* **Work request**
In the listing below, find the line that contains "Happened quite randomly" and the line that contains "fixes #4116". Quote both and every line between them, exactly, and nothing more.
──────
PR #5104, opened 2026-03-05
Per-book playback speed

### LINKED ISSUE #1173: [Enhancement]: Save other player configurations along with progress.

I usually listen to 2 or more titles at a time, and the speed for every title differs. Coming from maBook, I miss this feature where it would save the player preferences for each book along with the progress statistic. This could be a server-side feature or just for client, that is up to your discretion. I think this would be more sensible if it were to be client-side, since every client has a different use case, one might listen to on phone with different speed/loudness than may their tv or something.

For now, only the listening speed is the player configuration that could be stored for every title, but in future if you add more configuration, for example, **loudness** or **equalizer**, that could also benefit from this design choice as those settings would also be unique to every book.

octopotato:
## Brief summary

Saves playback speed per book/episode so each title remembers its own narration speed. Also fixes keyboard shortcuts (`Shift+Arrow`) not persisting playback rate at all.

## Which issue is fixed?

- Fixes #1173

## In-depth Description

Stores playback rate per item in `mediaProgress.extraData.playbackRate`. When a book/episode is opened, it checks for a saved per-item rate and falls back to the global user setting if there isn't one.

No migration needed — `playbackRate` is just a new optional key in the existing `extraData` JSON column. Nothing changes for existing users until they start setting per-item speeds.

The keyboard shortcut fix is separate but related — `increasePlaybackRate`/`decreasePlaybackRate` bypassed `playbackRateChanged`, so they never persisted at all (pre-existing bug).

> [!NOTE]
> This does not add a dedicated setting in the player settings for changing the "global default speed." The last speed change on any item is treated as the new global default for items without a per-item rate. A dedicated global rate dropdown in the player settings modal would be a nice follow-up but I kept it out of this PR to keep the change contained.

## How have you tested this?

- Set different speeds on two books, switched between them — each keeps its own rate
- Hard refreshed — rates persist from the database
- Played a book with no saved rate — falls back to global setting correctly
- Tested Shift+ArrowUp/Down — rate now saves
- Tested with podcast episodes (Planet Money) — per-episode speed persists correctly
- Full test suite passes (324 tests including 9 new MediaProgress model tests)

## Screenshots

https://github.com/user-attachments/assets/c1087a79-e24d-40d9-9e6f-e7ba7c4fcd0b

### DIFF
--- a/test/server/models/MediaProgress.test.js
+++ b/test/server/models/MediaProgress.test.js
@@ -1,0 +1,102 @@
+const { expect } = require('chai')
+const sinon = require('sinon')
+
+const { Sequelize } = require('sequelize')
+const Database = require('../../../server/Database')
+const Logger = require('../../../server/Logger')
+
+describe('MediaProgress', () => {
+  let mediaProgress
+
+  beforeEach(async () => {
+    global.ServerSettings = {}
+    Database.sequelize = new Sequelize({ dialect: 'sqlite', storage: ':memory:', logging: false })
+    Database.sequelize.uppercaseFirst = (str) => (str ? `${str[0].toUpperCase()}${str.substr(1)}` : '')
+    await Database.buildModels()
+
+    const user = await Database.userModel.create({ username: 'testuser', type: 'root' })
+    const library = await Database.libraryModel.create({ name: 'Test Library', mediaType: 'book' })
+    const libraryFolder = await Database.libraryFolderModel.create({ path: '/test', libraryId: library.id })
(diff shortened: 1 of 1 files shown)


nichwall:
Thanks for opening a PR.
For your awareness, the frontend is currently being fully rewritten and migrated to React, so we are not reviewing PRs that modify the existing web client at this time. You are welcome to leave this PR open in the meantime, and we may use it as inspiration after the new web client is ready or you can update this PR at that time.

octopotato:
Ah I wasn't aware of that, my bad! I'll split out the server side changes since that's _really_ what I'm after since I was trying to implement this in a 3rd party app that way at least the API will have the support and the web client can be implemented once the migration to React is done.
──────
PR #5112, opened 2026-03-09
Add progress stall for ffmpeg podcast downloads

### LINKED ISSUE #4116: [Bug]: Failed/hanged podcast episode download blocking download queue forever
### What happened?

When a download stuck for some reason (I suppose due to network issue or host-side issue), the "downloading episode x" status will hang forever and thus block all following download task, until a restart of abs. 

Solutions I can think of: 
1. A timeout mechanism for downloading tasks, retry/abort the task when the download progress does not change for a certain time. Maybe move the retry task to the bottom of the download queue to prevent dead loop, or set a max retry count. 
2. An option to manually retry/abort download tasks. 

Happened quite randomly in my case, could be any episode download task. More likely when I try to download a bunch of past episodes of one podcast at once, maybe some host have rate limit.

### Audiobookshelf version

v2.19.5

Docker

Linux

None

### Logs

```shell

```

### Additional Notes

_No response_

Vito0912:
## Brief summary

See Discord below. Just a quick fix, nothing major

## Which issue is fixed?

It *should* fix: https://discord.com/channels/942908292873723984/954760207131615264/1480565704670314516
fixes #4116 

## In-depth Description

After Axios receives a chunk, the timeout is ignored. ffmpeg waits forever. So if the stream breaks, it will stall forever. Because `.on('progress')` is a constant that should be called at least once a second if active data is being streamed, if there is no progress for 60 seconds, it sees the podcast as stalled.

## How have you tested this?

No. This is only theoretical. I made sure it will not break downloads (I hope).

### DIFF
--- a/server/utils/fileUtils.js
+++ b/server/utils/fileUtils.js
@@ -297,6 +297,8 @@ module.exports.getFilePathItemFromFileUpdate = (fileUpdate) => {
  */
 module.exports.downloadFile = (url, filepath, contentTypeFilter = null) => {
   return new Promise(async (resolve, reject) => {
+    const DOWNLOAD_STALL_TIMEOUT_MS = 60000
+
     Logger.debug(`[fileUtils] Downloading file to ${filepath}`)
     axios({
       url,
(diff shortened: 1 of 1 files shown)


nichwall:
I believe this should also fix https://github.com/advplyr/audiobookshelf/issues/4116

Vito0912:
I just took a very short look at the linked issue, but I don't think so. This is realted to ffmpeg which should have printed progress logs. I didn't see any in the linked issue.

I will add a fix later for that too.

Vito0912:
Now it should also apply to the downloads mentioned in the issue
──────
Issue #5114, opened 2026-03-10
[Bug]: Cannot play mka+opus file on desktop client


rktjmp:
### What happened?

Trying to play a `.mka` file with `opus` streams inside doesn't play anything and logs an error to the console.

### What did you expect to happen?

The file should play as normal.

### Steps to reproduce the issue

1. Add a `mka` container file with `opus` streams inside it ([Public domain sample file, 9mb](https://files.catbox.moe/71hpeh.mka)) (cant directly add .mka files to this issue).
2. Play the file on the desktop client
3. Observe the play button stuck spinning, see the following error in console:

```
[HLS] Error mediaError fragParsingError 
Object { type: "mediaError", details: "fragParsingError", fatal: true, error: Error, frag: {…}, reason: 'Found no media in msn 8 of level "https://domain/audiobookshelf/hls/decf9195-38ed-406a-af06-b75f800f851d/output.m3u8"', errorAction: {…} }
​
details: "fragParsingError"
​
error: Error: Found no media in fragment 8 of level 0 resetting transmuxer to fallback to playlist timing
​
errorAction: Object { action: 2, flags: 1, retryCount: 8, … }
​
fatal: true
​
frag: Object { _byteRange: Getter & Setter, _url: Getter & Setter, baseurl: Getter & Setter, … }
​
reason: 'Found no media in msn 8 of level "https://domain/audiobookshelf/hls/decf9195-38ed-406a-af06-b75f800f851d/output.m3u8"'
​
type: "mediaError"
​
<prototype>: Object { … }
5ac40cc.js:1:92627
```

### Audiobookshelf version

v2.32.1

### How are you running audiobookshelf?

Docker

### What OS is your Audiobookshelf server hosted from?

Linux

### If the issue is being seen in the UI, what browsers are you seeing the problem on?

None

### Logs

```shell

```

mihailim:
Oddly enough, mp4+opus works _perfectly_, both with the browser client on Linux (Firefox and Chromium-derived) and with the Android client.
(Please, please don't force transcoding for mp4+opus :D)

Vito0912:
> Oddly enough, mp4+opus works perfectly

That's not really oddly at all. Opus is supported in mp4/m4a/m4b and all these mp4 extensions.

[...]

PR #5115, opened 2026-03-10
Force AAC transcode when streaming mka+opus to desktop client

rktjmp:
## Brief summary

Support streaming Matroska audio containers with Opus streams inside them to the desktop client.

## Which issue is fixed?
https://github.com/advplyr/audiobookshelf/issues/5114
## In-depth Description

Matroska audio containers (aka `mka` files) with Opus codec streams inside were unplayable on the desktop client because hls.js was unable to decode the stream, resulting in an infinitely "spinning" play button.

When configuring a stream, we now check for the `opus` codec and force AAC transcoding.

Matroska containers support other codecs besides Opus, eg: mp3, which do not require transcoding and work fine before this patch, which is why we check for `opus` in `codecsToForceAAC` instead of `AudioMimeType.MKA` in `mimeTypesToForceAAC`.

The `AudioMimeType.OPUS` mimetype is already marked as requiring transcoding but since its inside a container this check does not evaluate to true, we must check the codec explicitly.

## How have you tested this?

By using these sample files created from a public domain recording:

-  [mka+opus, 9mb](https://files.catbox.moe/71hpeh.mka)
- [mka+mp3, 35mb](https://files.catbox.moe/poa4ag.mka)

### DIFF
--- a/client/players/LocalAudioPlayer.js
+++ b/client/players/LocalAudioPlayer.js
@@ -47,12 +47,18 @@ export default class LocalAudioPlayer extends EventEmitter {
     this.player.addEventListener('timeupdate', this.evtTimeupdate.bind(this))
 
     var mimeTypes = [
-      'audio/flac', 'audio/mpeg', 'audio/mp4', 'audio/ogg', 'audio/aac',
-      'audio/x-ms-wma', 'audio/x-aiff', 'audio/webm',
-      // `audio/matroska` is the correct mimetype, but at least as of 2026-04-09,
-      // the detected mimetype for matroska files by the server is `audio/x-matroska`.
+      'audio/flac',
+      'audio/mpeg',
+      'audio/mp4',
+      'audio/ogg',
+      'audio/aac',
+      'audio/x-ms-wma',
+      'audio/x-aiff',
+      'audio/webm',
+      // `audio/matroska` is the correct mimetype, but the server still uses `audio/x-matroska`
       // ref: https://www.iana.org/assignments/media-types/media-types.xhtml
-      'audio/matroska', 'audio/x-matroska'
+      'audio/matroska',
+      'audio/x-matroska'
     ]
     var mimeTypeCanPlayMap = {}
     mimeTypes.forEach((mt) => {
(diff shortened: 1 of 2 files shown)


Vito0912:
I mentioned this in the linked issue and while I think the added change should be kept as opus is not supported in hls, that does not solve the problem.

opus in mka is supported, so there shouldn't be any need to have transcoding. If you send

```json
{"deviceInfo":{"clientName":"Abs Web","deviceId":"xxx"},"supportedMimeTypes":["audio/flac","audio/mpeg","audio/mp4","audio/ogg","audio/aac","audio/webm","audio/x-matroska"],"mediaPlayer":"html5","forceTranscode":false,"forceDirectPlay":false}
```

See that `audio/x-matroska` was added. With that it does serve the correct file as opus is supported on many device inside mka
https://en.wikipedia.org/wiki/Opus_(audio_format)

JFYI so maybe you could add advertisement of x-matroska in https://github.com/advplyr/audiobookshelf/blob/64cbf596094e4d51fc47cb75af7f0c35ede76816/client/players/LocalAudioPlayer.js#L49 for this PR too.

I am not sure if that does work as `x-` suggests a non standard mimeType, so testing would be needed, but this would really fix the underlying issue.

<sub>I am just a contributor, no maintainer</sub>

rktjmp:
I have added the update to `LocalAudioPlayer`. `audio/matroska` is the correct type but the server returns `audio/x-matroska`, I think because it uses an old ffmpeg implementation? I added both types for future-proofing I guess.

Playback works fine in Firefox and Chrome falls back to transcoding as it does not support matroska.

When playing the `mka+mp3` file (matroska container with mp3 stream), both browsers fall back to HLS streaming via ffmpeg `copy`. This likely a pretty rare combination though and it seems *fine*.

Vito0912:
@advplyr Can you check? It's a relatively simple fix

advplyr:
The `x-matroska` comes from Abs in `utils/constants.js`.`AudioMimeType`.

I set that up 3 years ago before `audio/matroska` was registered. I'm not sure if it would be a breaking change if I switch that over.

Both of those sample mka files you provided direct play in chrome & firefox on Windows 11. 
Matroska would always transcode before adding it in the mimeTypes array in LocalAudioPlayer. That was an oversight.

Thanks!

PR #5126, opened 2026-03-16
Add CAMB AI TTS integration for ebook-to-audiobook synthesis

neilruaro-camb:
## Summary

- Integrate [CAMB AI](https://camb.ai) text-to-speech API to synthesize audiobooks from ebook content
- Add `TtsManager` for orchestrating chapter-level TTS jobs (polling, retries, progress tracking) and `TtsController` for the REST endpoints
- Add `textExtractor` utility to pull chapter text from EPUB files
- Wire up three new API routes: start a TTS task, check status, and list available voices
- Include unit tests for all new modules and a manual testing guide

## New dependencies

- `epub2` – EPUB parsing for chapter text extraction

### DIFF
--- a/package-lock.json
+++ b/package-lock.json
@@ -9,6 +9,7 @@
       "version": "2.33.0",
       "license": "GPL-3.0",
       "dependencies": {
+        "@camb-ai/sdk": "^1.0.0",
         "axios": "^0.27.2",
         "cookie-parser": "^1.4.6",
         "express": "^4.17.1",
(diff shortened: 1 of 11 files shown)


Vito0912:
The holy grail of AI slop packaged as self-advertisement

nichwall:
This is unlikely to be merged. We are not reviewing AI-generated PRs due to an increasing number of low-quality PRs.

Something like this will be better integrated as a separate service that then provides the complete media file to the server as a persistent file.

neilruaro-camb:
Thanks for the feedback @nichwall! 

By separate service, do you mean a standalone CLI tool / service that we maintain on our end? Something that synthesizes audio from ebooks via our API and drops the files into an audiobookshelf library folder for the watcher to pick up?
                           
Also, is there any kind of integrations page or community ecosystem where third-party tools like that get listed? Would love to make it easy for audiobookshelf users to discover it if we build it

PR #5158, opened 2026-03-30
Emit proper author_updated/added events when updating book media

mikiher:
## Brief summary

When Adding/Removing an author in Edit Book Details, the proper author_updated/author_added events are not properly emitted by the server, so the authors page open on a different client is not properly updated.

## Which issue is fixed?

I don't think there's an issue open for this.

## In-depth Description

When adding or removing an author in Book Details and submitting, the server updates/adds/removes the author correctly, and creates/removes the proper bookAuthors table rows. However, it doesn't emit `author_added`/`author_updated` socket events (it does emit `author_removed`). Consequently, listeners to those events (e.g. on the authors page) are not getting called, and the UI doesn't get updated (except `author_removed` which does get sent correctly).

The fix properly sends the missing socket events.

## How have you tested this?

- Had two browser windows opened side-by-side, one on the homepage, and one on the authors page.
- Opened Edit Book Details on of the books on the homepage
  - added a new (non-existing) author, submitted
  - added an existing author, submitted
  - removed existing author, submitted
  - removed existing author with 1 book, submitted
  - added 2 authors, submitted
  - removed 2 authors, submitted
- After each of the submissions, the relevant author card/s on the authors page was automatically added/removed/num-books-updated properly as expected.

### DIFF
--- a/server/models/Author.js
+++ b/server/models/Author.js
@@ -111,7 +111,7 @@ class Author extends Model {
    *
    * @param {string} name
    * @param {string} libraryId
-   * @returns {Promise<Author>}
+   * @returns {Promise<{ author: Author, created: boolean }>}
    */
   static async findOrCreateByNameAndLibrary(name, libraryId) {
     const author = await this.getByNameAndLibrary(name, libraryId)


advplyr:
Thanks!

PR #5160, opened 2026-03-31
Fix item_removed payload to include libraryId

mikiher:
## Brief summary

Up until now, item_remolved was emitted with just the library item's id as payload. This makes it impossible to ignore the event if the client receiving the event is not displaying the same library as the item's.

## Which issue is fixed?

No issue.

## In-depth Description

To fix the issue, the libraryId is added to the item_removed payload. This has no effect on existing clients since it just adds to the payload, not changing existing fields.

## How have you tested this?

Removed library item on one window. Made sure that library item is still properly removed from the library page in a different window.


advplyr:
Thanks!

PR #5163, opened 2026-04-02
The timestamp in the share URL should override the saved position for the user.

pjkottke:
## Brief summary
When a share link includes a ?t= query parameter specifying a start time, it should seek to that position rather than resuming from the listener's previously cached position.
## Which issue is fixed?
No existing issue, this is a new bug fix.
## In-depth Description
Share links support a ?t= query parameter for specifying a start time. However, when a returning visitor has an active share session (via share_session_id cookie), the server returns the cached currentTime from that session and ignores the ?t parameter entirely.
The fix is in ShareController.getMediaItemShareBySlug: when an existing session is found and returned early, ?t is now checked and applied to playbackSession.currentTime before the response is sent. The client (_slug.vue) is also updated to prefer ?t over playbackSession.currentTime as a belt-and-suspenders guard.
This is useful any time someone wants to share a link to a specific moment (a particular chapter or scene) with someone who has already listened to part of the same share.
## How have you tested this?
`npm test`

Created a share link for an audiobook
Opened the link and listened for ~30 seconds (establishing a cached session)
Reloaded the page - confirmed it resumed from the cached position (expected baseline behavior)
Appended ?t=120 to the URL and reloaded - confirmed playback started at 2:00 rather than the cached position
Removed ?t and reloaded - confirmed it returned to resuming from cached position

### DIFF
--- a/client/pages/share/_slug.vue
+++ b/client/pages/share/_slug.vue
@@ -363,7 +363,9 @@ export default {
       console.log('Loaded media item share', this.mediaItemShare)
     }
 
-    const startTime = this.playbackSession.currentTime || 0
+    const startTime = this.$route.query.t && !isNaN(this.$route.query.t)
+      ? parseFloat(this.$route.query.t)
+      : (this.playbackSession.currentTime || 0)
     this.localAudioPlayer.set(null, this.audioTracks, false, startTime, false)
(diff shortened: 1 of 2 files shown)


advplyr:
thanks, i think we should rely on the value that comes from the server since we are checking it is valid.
──────
* **Response**
Happened quite randomly in my case, could be any episode download task. More likely when I try to download a bunch of past episodes of one podcast at once, maybe some host have rate limit.

### Audiobookshelf version

v2.19.5

Docker

Linux

None

### Logs

```shell

```

### Additional Notes

_No response_

Vito0912:
## Brief summary

See Discord below. Just a quick fix, nothing major

## Which issue is fixed?

It *should* fix: https://discord.com/channels/942908292873723984/954760207131615264/1480565704670314516
fixes #4116 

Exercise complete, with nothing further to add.